Aunque cada cuerpo es un mundo, todos se pueden dividir en tres grandes grupos: mesomorfos, que son aquellos con hombros anchos, cintura delgada y torso macizo (lo que comúnmente se conocería como cachas); endomorfos, que son aquellos de cintura gruesa y mayor predisposición a acumular grasas (gordos); y ectomorfos, que son los que tienen las extremidades muy finas y les cuesta desarrollar músculo (delgados).

Los mayores errores que puede cometer alguien de cuerpo son largas sesiones de ejercicio y excesivamente repetidas durante la semana Juan Ruiz López, especialista en 'functional movement'

·El cuerpo ideal: “De todos, el más agradecido es el cuerpo mesomorfo”, explica Juan Ruiz López, director de un centro deportivo en Madrid y experto en functional movement, sistema que identifica las limitaciones y asimetrías físicas de cada cliente para crear el entrenamiento más personalizado posible. “Con poco que hagan cogen mucha masa muscular porque están predispuestos a ello, así que cualquier entrenamiento les va bien.
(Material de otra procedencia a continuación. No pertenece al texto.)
PR #4322, opened 2024-11-27
tests: in `negative.fz` use `$(FILE)` instead of `$(NAME)`

fridis:
This makes it clear which source file is loaded and avoids searching for source files.

In particular, this also permits executable code in the universe of that source file, otherwise, it would be ambiguous when to execute that code.

This revealed an error in `reg_issue4273` where the negative tests were ignored due to a typo in the comments resulting in the lines that must fail not being found by `grep`.


fridis:
This is held back until #5545, #5547 and #5549 are merged.

michaellilltokiwa (approved):

PR #4378, opened 2024-12-02
jvm: Update dependencies for -jar backend

fridis:
There are a few new classes in package `dev.flang.be.jvm.runtime` or required by that package.


michaellilltokiwa:
@fridis  Runtime$5.class does not seem to exist anymore

PR #4382, opened 2024-12-03
lib: add Sequence.count_by

### LINKED ISSUE #4379: AoC: Add feature to `Sequence` that count matches to a given predicate
It seems to be a common pattern to count the number of elements in a Sequence that match a certain predicate, an example is [this](https://github.com/fridis/fuzion_aoc/blob/0b4f1b560dbf29c6189992febe2adc5a85e89614/2024/02/part2.fz#L28-L30),

Might be nice to have a feature in `Sequence` that combines `filter` and `count`. Maybe overloading `count` by adding
```
Sequence.count(f T->bool) => (filter f).count
```
might do the trick. Or is there a better name? Do other language provide this?

michaellilltokiwa:
fixes #4379

### DIFF
--- a/modules/base/src/Sequence.fz
+++ b/modules/base/src/Sequence.fz
@@ -77,6 +77,16 @@ public Sequence(public T type) ref : property.equatable is
   => (map i32 (_ -> 1)).fold i32.sum
 
 
+  # count the number of elements in this Sequence that match the
+  # given predicate. Note that this typically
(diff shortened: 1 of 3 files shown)


michaellilltokiwa:
> Why `count_by` instead of `count` (overloaded)?

I liked the name better. It is more idiomatic. 
@tokiwa-software/developers What do the other think? count or count_by?

PR #4398, opened 2024-12-04
dfa: Experimental implementation of three possible optimizations

fridis:
- For certain clazzes, do not create ValueSet but, in case of a set, use one global set for all sets.

- For cetain clazzes, do not create separate Instances depending on context, but create only one single instance

- Do not create ValueSets of RefValue of the same clazz, but instead create RefValue of ValueSet, i.e., instead of
```
    {boxed(v1), boxed(v2)}
```
  create
```
    boxed({v1,v2})
```

All these can be enabled by static fields in DFA
```
  static boolean ONLY_ONE_VALUE_SET = false; 
  static boolean ONLY_ONE_INSTANCE  = false;
  static boolean NO_SET_OF_REFS     = false;
```


fridis:
The somewhat successful part of this was merged with #5333, so closing this.

PR #4399, opened 2024-12-04
Dfa optimizations only one valueset

fridis:


fridis:
Giviing up on this for now.

PR #4400, opened 2024-12-04
Dfa optimizations only one instance

fridis:


fridis:
This was essentially merged with #5333, so I am closing this.

PR #4401, opened 2024-12-04
Dfa optimizations no set of refs

fridis:


fridis:
giving up on this for now...

PR #4403, opened 2024-12-04
tests: add effects test

michaellilltokiwa:


fridis (approved):
nice, we needed this since long!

Además tienen mayor capacidad para aguantar un mayor volumen de ejercicio durante más días que el resto”.

·Cuerpos más dados a acumular grasa: Los mesomorfos, pues, lo tienen fácil por naturaleza. Bien por ellos. ¿Pero qué deben hacer el resto de mortales para lograr el cuerpo perfecto? “En los endomorfos, al tener mayor facilidad para almacenar grasa, los ejercicios más recomendables son aquellos que involucran más masa muscular, ya que de esta manera aumentan su gasto calórico total y su metabolismo”, explica Ruiz López. “Un ejemplo puede ser la combinación de sentadilla con un press vertical, porque así en primer lugar trabajaremos las piernas, que es donde generalmente se encuentran dos tercios de la masa muscular total”. En cualquier caso, según este experto, el mejor consejo para los más rellenitos es que se olviden del clásico trabajo aeróbico y se atrevan con entrenamientos de alta intensidad (HIT por sus siglas en inglés). “De esta manera el cuerpo se vuelve cada vez más eficiente consumiendo una menor energía para un mismo esfuerzo”.

·Cuerpos delgados: Más complicado lo tienen los ectomorfos, que por aquello de estar muy delgados, suelen pasarse la vida metidos en el gimnasio con el sueño de poder desarrollar un músculo que tarda mucho en llegar.  "Estas personas tienen un metabolismo muy acelerado que les impide tanto almacenar grasa como crear músculo. Por eso el mayor error que cometen es el de realizar largas sesiones de ejercicio y excesivamente repetidas durante la semana”, aclara Ruiz López. “La mejor opción para ellos es la de realizar entrenamientos de no mucha duración con un volumen bajo de intensidad y utilizando ejercicios como presses, jalones y pesos muertos que generan un ambiente hormonal más favorable para la creación de masa muscular”.

Los hombres más altos, por ejemplo, pueden evitar daños a nivel lumbar si hacen pesas ayudados con palancas para distribuir el peso

·Cuerpos altos: Además de cómo se distribuye la grasa por nuestro cuerpo, la altura también es decisiva a la hora de programar ejercicios adecuados a nuestra fisionomía. “Las personas altas, al tener unas extremidades de mayor longitud, cuentan con palancas más largas. Esto hace que posean rangos de movimiento más amplios, pero también que la fuerza aplicada en determinadas articulaciones sea mayor”. Por eso, para evitar daños a nivel lumbar, es preferible que los altos hagan pesas ayudados de un trap bar o hex bar (palancas para distribuir mejor el peso), así como trabajar con cargas intermedias que favorecen los movimientos explosivos o de alta velocidad.

·Cuerpos bajitos: Los menos altos tienen, sin embargo, todo a su favor para levantar cargas muy pesadas. “Su rango óptimo de movimiento es más pequeño, por lo que al tener que realizar un menor recorrido con la pesa son capaces de trabajar con pesos mayores sin que sus articulaciones corran peligro. Eso sí, para aumentar su masa muscular es recomendable que lo hagan a una velocidad más lenta para aumentar el tiempo bajo tensión”.